### Action item:
Word for word, give the entries back.

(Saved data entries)
•••••
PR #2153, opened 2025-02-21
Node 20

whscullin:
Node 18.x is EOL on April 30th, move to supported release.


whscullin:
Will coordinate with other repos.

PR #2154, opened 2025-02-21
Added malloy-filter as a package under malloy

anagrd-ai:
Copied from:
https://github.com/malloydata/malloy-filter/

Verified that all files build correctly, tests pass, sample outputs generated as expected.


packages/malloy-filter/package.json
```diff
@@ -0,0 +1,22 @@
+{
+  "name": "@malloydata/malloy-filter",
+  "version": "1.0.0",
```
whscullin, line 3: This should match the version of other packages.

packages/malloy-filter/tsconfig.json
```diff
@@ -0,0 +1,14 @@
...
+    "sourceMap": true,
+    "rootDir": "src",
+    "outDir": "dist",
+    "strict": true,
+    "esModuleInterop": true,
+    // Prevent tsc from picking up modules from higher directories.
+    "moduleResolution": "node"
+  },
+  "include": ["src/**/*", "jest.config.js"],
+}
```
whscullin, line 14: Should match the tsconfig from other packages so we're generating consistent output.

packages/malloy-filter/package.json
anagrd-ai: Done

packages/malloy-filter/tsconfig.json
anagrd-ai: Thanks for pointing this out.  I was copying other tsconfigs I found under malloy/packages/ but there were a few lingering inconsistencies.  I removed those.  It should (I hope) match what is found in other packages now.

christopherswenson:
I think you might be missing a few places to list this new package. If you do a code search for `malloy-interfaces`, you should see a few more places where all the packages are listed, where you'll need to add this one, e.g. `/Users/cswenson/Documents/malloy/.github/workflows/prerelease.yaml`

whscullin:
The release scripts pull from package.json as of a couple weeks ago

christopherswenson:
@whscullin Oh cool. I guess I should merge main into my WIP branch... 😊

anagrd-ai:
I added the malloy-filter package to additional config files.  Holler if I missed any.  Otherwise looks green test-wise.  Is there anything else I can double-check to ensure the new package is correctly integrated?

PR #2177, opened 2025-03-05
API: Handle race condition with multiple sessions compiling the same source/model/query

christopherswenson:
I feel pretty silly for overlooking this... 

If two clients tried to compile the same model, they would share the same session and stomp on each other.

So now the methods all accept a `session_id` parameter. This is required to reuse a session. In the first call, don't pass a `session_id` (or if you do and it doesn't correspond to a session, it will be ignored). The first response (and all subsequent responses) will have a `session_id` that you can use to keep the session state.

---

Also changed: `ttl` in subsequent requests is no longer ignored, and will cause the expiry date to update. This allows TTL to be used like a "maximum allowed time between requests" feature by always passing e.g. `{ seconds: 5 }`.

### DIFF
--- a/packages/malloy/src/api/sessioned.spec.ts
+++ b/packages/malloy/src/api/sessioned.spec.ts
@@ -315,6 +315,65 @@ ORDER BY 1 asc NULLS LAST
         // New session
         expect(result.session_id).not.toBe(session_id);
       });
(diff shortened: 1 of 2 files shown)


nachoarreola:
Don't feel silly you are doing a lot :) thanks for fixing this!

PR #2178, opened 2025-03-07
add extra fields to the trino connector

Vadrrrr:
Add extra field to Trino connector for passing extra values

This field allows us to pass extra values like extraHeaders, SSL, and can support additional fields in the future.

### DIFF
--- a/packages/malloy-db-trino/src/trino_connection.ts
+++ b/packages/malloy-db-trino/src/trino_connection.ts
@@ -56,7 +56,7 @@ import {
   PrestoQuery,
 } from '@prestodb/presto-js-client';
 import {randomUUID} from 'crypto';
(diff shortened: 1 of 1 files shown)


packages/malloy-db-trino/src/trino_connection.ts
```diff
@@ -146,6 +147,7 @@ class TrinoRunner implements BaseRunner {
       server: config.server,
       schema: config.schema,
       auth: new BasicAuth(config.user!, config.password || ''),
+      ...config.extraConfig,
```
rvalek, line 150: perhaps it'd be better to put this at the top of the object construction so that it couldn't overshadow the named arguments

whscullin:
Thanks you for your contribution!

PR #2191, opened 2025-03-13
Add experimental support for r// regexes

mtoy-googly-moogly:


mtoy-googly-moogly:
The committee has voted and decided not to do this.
•••••
### Solution for this exercise:
PR #2153, opened 2025-02-21
Node 20

whscullin:
Node 18.x is EOL on April 30th, move to supported release.


whscullin:
Will coordinate with other repos.

PR #2154, opened 2025-02-21
Added malloy-filter as a package under malloy

anagrd-ai:
Copied from:
https://github.com/malloydata/malloy-filter/

Verified that all files build correctly, tests pass, sample outputs generated as expected.


packages/malloy-filter/package.json
```diff
@@ -0,0 +1,22 @@
+{
+  "name": "@malloydata/malloy-filter",
+  "version": "1.0.0",
```
whscullin, line 3: This should match the version of other packages.

packages/malloy-filter/tsconfig.json
```diff
@@ -0,0 +1,14 @@
...
+    "sourceMap": true,
+    "rootDir": "src",
+    "outDir": "dist",
+    "strict": true,
+    "esModuleInterop": true,
+    // Prevent tsc from picking up modules from higher directories.
+    "moduleResolution": "node"
+  },
+  "include": ["src/**/*", "jest.config.js"],
+}
```
whscullin, line 14: Should match the tsconfig from other packages so we're generating consistent output.

packages/malloy-filter/package.json
anagrd-ai: Done

packages/malloy-filter/tsconfig.json
anagrd-ai: Thanks for pointing this out.  I was copying other tsconfigs I found under malloy/packages/ but there were a few lingering inconsistencies.  I removed those.  It should (I hope) match what is found in other packages now.

christopherswenson:
I think you might be missing a few places to list this new package. If you do a code search for `malloy-interfaces`, you should see a few more places where all the packages are listed, where you'll need to add this one, e.g. `/Users/cswenson/Documents/malloy/.github/workflows/prerelease.yaml`

whscullin:
The release scripts pull from package.json as of a couple weeks ago

christopherswenson:
@whscullin Oh cool. I guess I should merge main into my WIP branch... 😊

anagrd-ai:
I added the malloy-filter package to additional config files.  Holler if I missed any.  Otherwise looks green test-wise.  Is there anything else I can double-check to ensure the new package is correctly integrated?

PR #2177, opened 2025-03-05
API: Handle race condition with multiple sessions compiling the same source/model/query

christopherswenson:
I feel pretty silly for overlooking this... 

If two clients tried to compile the same model, they would share the same session and stomp on each other.

So now the methods all accept a `session_id` parameter. This is required to reuse a session. In the first call, don't pass a `session_id` (or if you do and it doesn't correspond to a session, it will be ignored). The first response (and all subsequent responses) will have a `session_id` that you can use to keep the session state.

---

Also changed: `ttl` in subsequent requests is no longer ignored, and will cause the expiry date to update. This allows TTL to be used like a "maximum allowed time between requests" feature by always passing e.g. `{ seconds: 5 }`.

### DIFF
--- a/packages/malloy/src/api/sessioned.spec.ts
+++ b/packages/malloy/src/api/sessioned.spec.ts
@@ -315,6 +315,65 @@ ORDER BY 1 asc NULLS LAST
         // New session
         expect(result.session_id).not.toBe(session_id);
       });
(diff shortened: 1 of 2 files shown)


nachoarreola:
Don't feel silly you are doing a lot :) thanks for fixing this!

PR #2178, opened 2025-03-07
add extra fields to the trino connector

Vadrrrr:
Add extra field to Trino connector for passing extra values

This field allows us to pass extra values like extraHeaders, SSL, and can support additional fields in the future.

### DIFF
--- a/packages/malloy-db-trino/src/trino_connection.ts
+++ b/packages/malloy-db-trino/src/trino_connection.ts
@@ -56,7 +56,7 @@ import {
   PrestoQuery,
 } from '@prestodb/presto-js-client';
 import {randomUUID} from 'crypto';
(diff shortened: 1 of 1 files shown)


packages/malloy-db-trino/src/trino_connection.ts
```diff
@@ -146,6 +147,7 @@ class TrinoRunner implements BaseRunner {
       server: config.server,
       schema: config.schema,
       auth: new BasicAuth(config.user!, config.password || ''),
+      ...config.extraConfig,
```
rvalek, line 150: perhaps it'd be better to put this at the top of the object construction so that it couldn't overshadow the named arguments

whscullin:
Thanks you for your contribution!

PR #2191, opened 2025-03-13
Add experimental support for r// regexes

mtoy-googly-moogly:


mtoy-googly-moogly:
The committee has voted and decided not to do this.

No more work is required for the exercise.